BEGIN
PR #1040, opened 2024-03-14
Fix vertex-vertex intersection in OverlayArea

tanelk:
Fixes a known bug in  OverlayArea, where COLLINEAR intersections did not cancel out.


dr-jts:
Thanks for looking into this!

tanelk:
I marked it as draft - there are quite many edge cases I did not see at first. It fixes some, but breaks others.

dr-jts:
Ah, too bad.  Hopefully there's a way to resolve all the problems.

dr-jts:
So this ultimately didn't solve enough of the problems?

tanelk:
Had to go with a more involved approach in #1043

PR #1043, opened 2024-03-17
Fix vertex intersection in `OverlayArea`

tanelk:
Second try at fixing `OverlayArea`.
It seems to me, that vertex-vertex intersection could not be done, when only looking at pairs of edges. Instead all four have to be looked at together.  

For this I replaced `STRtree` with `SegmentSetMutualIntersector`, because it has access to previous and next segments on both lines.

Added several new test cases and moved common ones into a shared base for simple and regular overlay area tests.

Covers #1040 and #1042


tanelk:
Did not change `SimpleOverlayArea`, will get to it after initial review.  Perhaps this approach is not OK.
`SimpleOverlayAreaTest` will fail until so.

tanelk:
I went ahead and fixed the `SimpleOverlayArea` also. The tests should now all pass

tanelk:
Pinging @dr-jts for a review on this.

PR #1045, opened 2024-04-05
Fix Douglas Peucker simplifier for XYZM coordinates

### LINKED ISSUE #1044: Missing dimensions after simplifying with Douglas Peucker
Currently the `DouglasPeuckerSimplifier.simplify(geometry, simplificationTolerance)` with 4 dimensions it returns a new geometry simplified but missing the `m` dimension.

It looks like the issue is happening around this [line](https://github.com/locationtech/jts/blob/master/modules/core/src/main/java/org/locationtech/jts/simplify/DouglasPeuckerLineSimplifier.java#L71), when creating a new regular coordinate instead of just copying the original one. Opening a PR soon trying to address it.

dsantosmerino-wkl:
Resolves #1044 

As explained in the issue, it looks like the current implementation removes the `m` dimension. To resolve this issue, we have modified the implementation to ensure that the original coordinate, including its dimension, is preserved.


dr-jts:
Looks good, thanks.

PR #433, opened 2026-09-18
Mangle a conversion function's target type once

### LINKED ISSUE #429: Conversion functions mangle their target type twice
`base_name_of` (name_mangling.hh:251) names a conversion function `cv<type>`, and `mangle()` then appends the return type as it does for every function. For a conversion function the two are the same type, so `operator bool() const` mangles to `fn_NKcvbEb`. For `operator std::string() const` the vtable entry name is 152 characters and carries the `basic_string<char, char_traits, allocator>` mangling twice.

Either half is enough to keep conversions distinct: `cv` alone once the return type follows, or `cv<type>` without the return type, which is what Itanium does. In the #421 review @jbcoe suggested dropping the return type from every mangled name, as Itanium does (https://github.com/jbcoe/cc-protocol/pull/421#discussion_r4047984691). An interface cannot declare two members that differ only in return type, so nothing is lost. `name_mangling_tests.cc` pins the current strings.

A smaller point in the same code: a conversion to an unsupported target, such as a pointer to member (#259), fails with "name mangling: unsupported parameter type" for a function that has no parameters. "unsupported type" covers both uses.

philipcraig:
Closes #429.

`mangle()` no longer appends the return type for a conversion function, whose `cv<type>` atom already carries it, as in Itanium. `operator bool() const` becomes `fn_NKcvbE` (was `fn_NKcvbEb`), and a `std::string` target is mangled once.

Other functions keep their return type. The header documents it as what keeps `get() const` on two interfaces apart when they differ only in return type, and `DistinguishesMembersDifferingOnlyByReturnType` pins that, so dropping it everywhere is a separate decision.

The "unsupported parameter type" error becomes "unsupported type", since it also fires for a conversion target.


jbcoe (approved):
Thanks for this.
END
» Problem statement
How many lines in the data contain the string "their"? Respond with the number only.

» Exercise result
2